Relay across Port Susan Bay benefits cystic fibrosis
By JEREMIAH O’HAGAN Staff Reporter
Brad Hering paces his son, Zeb, as Zeb swims the first section of a benefit relay across Port Susan Bay. Inset, members of the team pose before the race. PHOTO BY JEREMIAH O
In the shallow waters off Warm Beach, 9-year-old Zeb Hering splashed in the surf. Legs kicking, arms churning, he looked like any other kid enjoying a sunny day at the beach.
Except for the wetsuit.
But, Zeb was not up to “any-other-kid” activities, and he needed the wetsuit to keep him warm during his section of a six-person relay benefit swim across Port Susan Bay, from Warm Beach to Camano Island, a distance of more than five miles.
Brad Hering, Zeb’s dad and the pastor of River of Life Community Church on Camano, organized the event to raise funds and awareness for cystic fibrosis.
A person doesn’t have to look far to see people struggling, to see people suffering, Hering said. Hering didn’t even have to look past his own congregation to find Maranda Hansen, a senior at Stanwood High School, who lives with the illness.
Hering’s question, then, was “What can we do?”
Hering can swim. He nearly made it to the Olympics as a young man, and he has coached swim teams for 25 years. In fact, he was hosting a swim camp last week.
“I looked around and thought, ‘well, we’re doing the camp, we have five swimmers here’ and the rest kinda fell into place,” Hering said.
One of those swimmers was Robby Haynes, a senior at Marysville- Pilchuck High School.
The way Haynes tells the story, it seems like serendipity.
He was waiting at the Department of Motor Vehicles to get his drivers permit when he met Hering. Both were wearing swim t-shirts, and in their chosen sport, that alone is enough to begin a conversation. Pretty soon, Haynes had agreed that Hering’s swim camp sounded cool. He signed up.
“And, I guess this is our workout today,” Haynes said. Also attending the camp were three international swimmers: Juan Flores and Patricio Centeno from Mexico, and Kristian Thalin from Sweden.
They, too, were up for the challenge.
So, last Tuesday, while the incoming tide refracted late summer sunlight, the guys prepared to swim. They studied the conditions — calm water and a slight breeze. They stretched, and donned wetsuits. They took pictures and laughed.
Accompanied by two kayaks, one canoe, and a powerboat, they planned to trade off stages of the swim, finishing the final 500 meters together.
Hering pointed across the water, at a strip of beach barely visible on Camano.
“We’ll end over there for a barbecue, hopefully. If not, they’ll eat our food,” he joked.
He needn’t have worried. Two and a half hours later, the six swimmers touched bottom on Camano Island, greeted by Maranda Hansen and 50 pairs of clapping hands.

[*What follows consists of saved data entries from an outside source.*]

Issue #388, opened 2023-01-30
Book format requests


mhasself:
I have some requests for the obs/oper Book format.  I'm looking at, for example, /mnt/so1/shared/site-pipeline/data_pkg/books/ucsd-sat1/oper/16748/oper_1674860955_sat1_0010000 and trying to write Context indexing and loading tools.

1. Info in M_index.yaml:

- "telescope" field (e.g. "sat1")
- "book_type" (e.g. "oper")
- include a list of the included "stream_ids" (e.g. ["ufm_mv14", "obs_ufm_mv6"]).  (These should be in standard order, i.e. in the same order that is used to generate slot-flags.)
- If possible, include the g3tsmurf "detset" name for each stream_id ({"ufm_mv9": "sch_ufm_mv9_1673656362", ...}).
- include a dump of the sample range for each file_index; e.g. if there are files 000 and 001 then "samples_ranges" might be = [[0, 10000], [10000, 12543]].

2. When there are no interesting housekeeping data, the "ancil" entry should still be populated.  It would be simply a G3TimesampleMap with .times populated (it's the .times I want).

3. The "sample_range" (in Scan frames) should store index ranges in Python range notation, where the second index is not included.  For example, the first 10000 samples would be denoted as [0, 10000], not [0, 9999].

4. The filename for D_ prefix files is supposed to be `D_{stream_id}_{file_index}.g3`.  But the books I'm looking at include the book type in there, e.g. `D_`**oper**`_ufm_mv19_000.g3`.  I don't think we need that.

I might tack on a few more things as I keep working on this.

mhasself:
5. The "sample_range" should be with respect to an increasing "sample index" that spans all files in an observation.  For example, the file listed below has a first Scan frame with sample range (0, 9999).  But I expected to see (55000, 55999).  (And as per 3 above it should ultimately be (55000, 56000)).

`/mnt/so1/shared/site-pipeline/data_pkg/books/ucsd-sat1/obs/16749/obs_1674963154_sat1_1111101/A_ancil_001.g3`

kmharrington:
Just noting that issue overlaps with this issue: https://github.com/simonsobs/sotodlib/issues/359 

But this is a much more complete list than I wrote up.

mhasself:
Looking at recent books, I confirm that items 2 and 4 are fixed.  Thanks!

1, 3, 5 seem unchanged.

Issue #365, opened 2022-12-21
Write a Context loader for level 3 SMuRF Books


kmharrington:
We need a loader for our level 3 books before we can do anything related to site automated analysis / data quality checking. 

This can technically start now but it will not be complete until #356 and #357 are finished.

PR #398, opened 2023-02-07
Book loader

mhasself:
This contribution has 2 parts:
* a context-compatible loader function for "obs" and "oper" Books.
* a Book tester and obsfiledb writer for validating and indexing obs/oper Books.

(This is a draft PR for now in order to keep iterating with bookbinder output as it evolves.)

People who liked this also liked: #388, #365.


sotodlib/io/load_book.py
```diff
@@ -0,0 +1,223 @@
...
+                if delta > start:
+                    dest_offset += (delta - start)
+                    start = 0
+                else:
+                    start -= delta
+
+                if dest_offset >= samples[1] - samples[0]:
+                    break
+
+    det_info = core.metadata.ResultSet(
```
kmharrington, line 219: I'd like to build the `smurf` entry into the det_info here as well. We don't need to follow to functional path in `load_smurf` but it's something used in analysis fairly often. All these get built off the status frame that's in the first file on an g3 session and so should also be at the beginning of every book frame. 

https://github.com/simonsobs/sotodlib/blob/master/sotodlib/io/load_smurf.py#L2381 

The `status` axismanager is also something we'll want to track through, it has things like what filters are applied to the data as we're taking it, etc. 

At level 2 we've been using the `SmurfStatus.from_file( filename)` function to easily make a status object that can use used for all these. I've already seen this work for books.

sotodlib/io/load.py
```diff
@@ -587,6 +588,7 @@ def hstack_into(dest, src_arrays):
     {
         'pipe-s0001': load_observation,
         'toast3-hdf': load_toast_h5_obs,
+        'obs-book': load_obs_book,
```
kmharrington, line 591: could also just stick a line in `load_book` like this:

https://github.com/simonsobs/sotodlib/blob/29c83f97d1928dba15ff7c29453bfaca16ec74be/sotodlib/io/load_smurf.py#L2479 

It's not clear to me why we need all these here and/or if I should have the level 2 one here.

sotodlib/io/load_book.py
```diff
@@ -0,0 +1,223 @@
...
+import os
+
+import sotodlib
+from sotodlib import core
+
+#from . import load
+
+import numpy as np
+
+def _extract_1d(src, src_offset, dest, dest_offset):
```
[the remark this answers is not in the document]
mhasself: Ya, you caught me on this ... I will see if there are more things I could take advantage of.

The existing io.load stuff was written in the G3TimestreamMap days and contains many intrinsic inefficiencies because of that.  But I should be more careful about that.

sotodlib/io/load_book.py
```diff
@@ -0,0 +1,223 @@
...
+    samples[1] = min(max(samples), sample_range[1])
+
+    file_map = db.get_files(obs_id)
+
+    # Prepare the output structure.
+    aman = core.AxisManager(
+        core.LabelAxis('dets', [p[1] for p in pairs_req]),
+        core.OffsetAxis('samps', samples[1] - samples[0], samples[0], obs_id))
+    aman.wrap('primary', core.AxisManager(aman.samps))
+    aman.wrap('tes_bias', core.AxisManager(aman.samps))
```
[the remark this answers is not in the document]
mhasself: The docs do not generalize unambiguously to the multi-UFM case.  I'm happy to talk about a sensible generalization.

sotodlib/io/load.py
mhasself: I think if one wants to draw a line between what could be here and what should instead only be added on submodule import, it is whether the submodule has additional non-standard / weird dependencies (e.g. moby2, sqlalchemy (?)).  I don't mind moving this and the toast_h5 one out ... I think I mostly was just being quick and forgot to clean up.

sotodlib/io/load_book.py
mhasself: Cool, will work this in.

mhasself:
> A bunch of in-line comments / requests. Big picture is this is already diverging from the level 2 loading/AxisManager formats and I'd like that not to be the case without good reason.

Yes, great ... let's make it a more natural extension.

> I am confused about a lot of what's in `check_book` but haven't gone through it line by line. Isn't this the sort of thing we'd want to build in to a test system and/or just get bookbinder and imprinter to actually make these correctly? The one exception to this is the "find all the files for the `obsfiledb` function, that is useful but could also go in the `update-obs-db` script.

Yes, this (or its descendant) should be built into a test system / run regularly after a book is bound.  It turns out that the parsing you do for obsfiledb incorporation is also a good time to check that the book follows the schema.  So it's dual purpose, but not artificially so.  The essence of this can be moved to library level later (and used by bookbinder/imprinter/update-stuff/etc as needed).  But I think it is worth committing rather than having it floating around my dev area.

sotodlib/io/load_book.py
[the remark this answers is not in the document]
kmharrington: Ahh gotcha. I'm not against updating what's in `io.load` to be more efficient and having that flow down into updates for g3tsmurf loading, etc. I think we're all using SuperTimestreams at this point.

Mostly interested in keeping the same functions/structure.

sotodlib/io/load_book.py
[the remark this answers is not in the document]
kmharrington: Right, the generalization is a thing to work out in more detail....

What you have per detset isn't what we had per lvl2 axismanager for biases. Those are bias_line x samps arrays instead of single line arrays. At some points in the past I've been building `biases x dets` arrays for maps and things. So I have liked having that as a label axis and not a lot of single dim arrays. 

If we're going to want any arrays that are `biases x dets` in level 3 data then I we're going to want to extend those label axes to have names per detset or something. We also _definitely_ need to start building the caldbs for smurf things off of books / for use at level three because the standard formats we've had for bg_maps need updates. This is all probably work a discussion on one of the Thursday calls.

sotodlib/io/load_book.py
kmharrington: noting that the per-detset organization will be a thing to track here as well.

sotodlib/site_pipeline/check_book.py
```diff
@@ -0,0 +1,422 @@
...
+The config file for this should look something like this:
+
+.. code-block:: yaml
+
+    # Database setup
+    obsfile_db: './obsfiledb.sqlite'
+    root_path: '/'
+
+    # Work-arounds
+    stream_file_pattern: 'D_obs_{stream_id}_{index:03d}.g3'
```
guanyilun, line 16: a heads-up that I'm fixing the D-prefixed file naming in #401 and will propagate the changes to previous books once that's merged.

mhasself:
As agreed on our call, I am marking this as ready for review.  I've created issue #442 to capture a couple of things I didn't get to fixing.

On where to register the obsloader ... I think it's ok to do this in load.py, since this doesn't bring in any new weird dependencies and will probably end up being the loader that is used the most, overall, in the life of SO.  (The load_smurf one can be put in there too... just add sqlchemy and whatever else as a package dependency.)

sotodlib/io/load_book.py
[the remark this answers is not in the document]
mhasself: The major difference is that this loader assumes it knows exactly how many samples it is supposed to load, and how many detectors.  That means it needs a well-constructed obsfiledb... but with those in hand it is very easy to preallocate the data, and not have to use hstack anywhere.

mhasself:
@jlashner  Here's how I test this; first the config file for check-book:
```
{
    # Database setup
    obsfiledb: './obsfiledb3.sqlite',
    root_path: '/',

    # Work-arounds
    'extra_files': ['M_index.yaml'],
    'extra_extra_files': ['Z_bookbinder_log.txt'],
    #'extra_extra_files': ['frame_splits.txt'],
}
```

And a test script for using a loader without a Context:
```
from sotodlib import core
from sotodlib.io import load

book_loader = load.OBSLOADER_REGISTRY['obs-book']

db = core.metadata.ObsFileDb.from_file('obsfiledb.sqlite')

all_obs = db.get_obs()
obs_id = all_obs[0]
print(obs_id)

det_table = db.get_det_table(obs_id)

dets = det_table['dets:readout_id'][10:20]

print('No signal ...')
tod0 = book_loader(db, obs_id, no_signal=True)
print('  -- ', tod0.shape)

print('Whole thing ...')
tod0 = book_loader(db, obs_id)
print('  -- ', tod0.shape)

print('A few dets ...')
tod = book_loader(db, obs_id, dets=dets)
print('  -- ', tod.shape)

print('A few samples ...')
tod = book_loader(db, obs_id, samples=[1,1001])
print('  -- ', tod.shape)
```

sotodlib/site_pipeline/check_book.py
```diff
@@ -0,0 +1,143 @@
...
+    print(' -- adding %i detsets and %i file refs' % (len(detset_rows), len(file_rows)))
+    for name, dets in detset_rows:
+        if len(db.get_dets(name)) == 0:
+            db.add_detset(name, dets)
+    for row in file_rows:
+        db.add_obsfile(**row)
+
+
+if __name__ == '__main__':
+    util.main_launcher(main, get_parser)
```
kmharrington, line 143: missing a util import here.

kmharrington (approved):
Modulo the two new in-line fixes, I vote we merge this and move on to the next set.

mhasself:
> Modulo the two new in-line fixes, I vote we merge this and move on to the next set.

Fixed -- will merge shortly.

“When we reached about halfway, it got colder and the waves and wind picked up, so it made the second half more challenging,” Hering said.
The swimmers relied on Hering’s wife, Traci, and her friend Kyli, in the kayaks, to guide their course, a line that included “one jelly fish, two seals, many hungry seagulls, a bit of seaweed in the face and plenty of saltwater to gurgle.”
Hering said the event has raised over $1,500 so far, and he expects more to trickle in. The event was posted on Facebook in Mexico, Sweden and locally.
“It’s really about awareness, though,” Hering said. “We just put this together, but we’re already planning to do it again.”
So far, swimmers from Germany, Holland, South Africa and Canada want to join the relay in 2011.
This year proved it’s as simple as swimming: 12 pairs of arms and legs, 12 breast strokes, all unspooling in a long, single lap of kindness.